There are lots of different reasons. Part of it is these are large IT projects being conducted by government agencies, by large contractors with large teams. There are a lot of layers of project management, of requirements, design, coding. It looks very different than your small start-up where you've got 10 people in the room working closely together and rapidly developing things.
Even though in this type of setting the development teams are using what you might call agile methods, there's still a huge layer of requirements and review and sign-off. There's lots of policy decisions that have to be made that shape ever step of the way. There's much more overhead involved in this sort of thing than if you're trying to have a small set of people developing the Web site.

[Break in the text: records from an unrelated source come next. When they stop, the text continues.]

Issue #1240, opened 2022-06-09
Automatically add port for backup and restore


johscheuer:
### What would you like to be added/changed?

The `fdbbackup` and `fdbrestore` command are not working correctly if the port is missing in the blob URL we should ensure on FDB side that this works like expected. In the meantime we could add the port based on a heuristic (if sc=0 we use port 80 otherwise we use port 443) if the account is missing the port.

In addition to that we should document this behaviour to make it easier for other user to debug and fix this known issue.

PR #1985, opened 2024-04-11
Automatically add port for backup and restore

nicmorales9:
# Description

This PR adds a default port, 443 unless secure_connection is set to 0 (in which case, it will default to port 80) as described here https://apple.github.io/foundationdb/backups.html#backup-urls
As described in the issue, a port is required by FDB backup/restore, so this should not be breaking.

Solves https://github.com/FoundationDB/fdb-kubernetes-operator/issues/1240 

## Type of change
Depends who you ask

## Discussion

## Testing

Manual testing?*
Unit tests 

Unsure

## Documentation

I believe so

No

## Follow-up

I do not think they are of concern

### DIFF
--- a/api/v1beta2/foundationdbbackup_types.go
+++ b/api/v1beta2/foundationdbbackup_types.go
@@ -183,6 +183,8 @@ type BlobStoreConfiguration struct {
 	BackupName string `json:"backupName,omitempty"`
 
 	// The account name to use with the backup destination.
+	// If no port is included, it will default to 443,
+	// or 80 if secure_connection URL Parameter is set to 0.
 	// +kubebuilder:validation:MaxLength=100
 	// +kubebuilder:validation:Required
 	AccountName string `json:"accountName"`
@@ -194,6 +196,7 @@ type BlobStoreConfiguration struct {
 	Bucket string `json:"bucket,omitempty"`
 
 	// Additional URL parameters passed to the blobstore URL.
+	// See: https://apple.github.io/foundationdb/backups.html#backup-urls
 	// +kubebuilder:validation:MaxItems=100
 	URLParameters []URLParameter `json:"urlParameters,omitempty"`
 }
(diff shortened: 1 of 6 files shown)


api/v1beta2/foundationdbbackup_types.go
```diff
@@ -320,14 +323,32 @@ func (configuration *BlobStoreConfiguration) getURL(backup string, bucket string
 	if configuration.AccountName == "" {
 		return ""
 	}
-
-	var sb strings.Builder
+	var (
+		defaultPort string
+		sb          strings.Builder
+	)
+	if !strings.Contains(configuration.AccountName, ":") { // add default http port
```
johscheuer, line 330: It's probably better to do something like this:

```go
backupURL := &url.URL{Host: "account@account:931"}
if backupURL.port() == "" {
    defaultPort = ":443"
}
```

If we use the current approach IPv6 addresses will be unhappy :)

In general it probably would be good to refactor this setup to make use of the net.Url package from go instead of putting a raw string together. Nothing that you have to fix in this PR, just something I noticed looking at the PR. I'll create an issue for that follow up -> https://github.com/FoundationDB/fdb-kubernetes-operator/issues/1987

johscheuer (changes requested):
Can we update the docs for backups: https://github.com/FoundationDB/fdb-kubernetes-operator/blob/main/docs/manual/backup.md with the new behaviour?

api/v1beta2/foundationdbbackup_types.go
nicmorales9: good point! I wasn't sure how urls would handle the @ but I will dig at it

nicmorales9: it handled it fine

johscheuer (approved):
LGTM 👍 Thanks!

johscheuer:
Merging as the e2e tests are not covering the backup setup yet.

The [bottom] layer is the Affordable Care Act, which laid out the parameters. Then on top of that are all the regulations that HHS issued over the course of two years. Then it goes to contractors who have to build it. If you look at the contract, there's usually a prime contractor and subcontractors. And I think that just adds to the complexity and adds to the number of parties involved. The state governments had to comply with CMS mandates and then work with their contractors. So it's a pretty complicated structure of trying to roll out. To design what you're trying to build and build it at a time where the regulations were being written.
If you're a commercial software start-up, you work very differently, you have an idea of what you want, develop quickly, roll it out, evolve on it, as opposed to trying to figure it all out in advance.
These sites handle a lot of sensitive data. Does that add to the complexity and cost?
These projects so big is that there is a very rigorous security oversight involved and layers of audit, layers of rules. The kind of thing that small start-up companies who are just winging it [don't deal with]. The Center for Medicare and Medicaid Services has been doing this for a long time in terms of the Medicare and Medicaid program. There's already a lot of rigor, security audits that have to be passed.
These exchanges also have to interact with a lot of government systems, right?
Yes, there's a thing called a federal data hub. The Internal Revenue Service is involved for tax reasons. The Department of Homeland Security is involved because of immigration status. The Social Security Administration is involved. Lots of agencies are involved to confirm eligibility for coverage and subsidies. Part of the challenge has been building a data hub to connect data from all of these agencies.
When you submit your application, they need to go out and validate whether the tax records show you're in the right income bracket for subsidies and all these other things. That's a massive amount of coordination, but there's a lot of complex system integration behind the scenes there.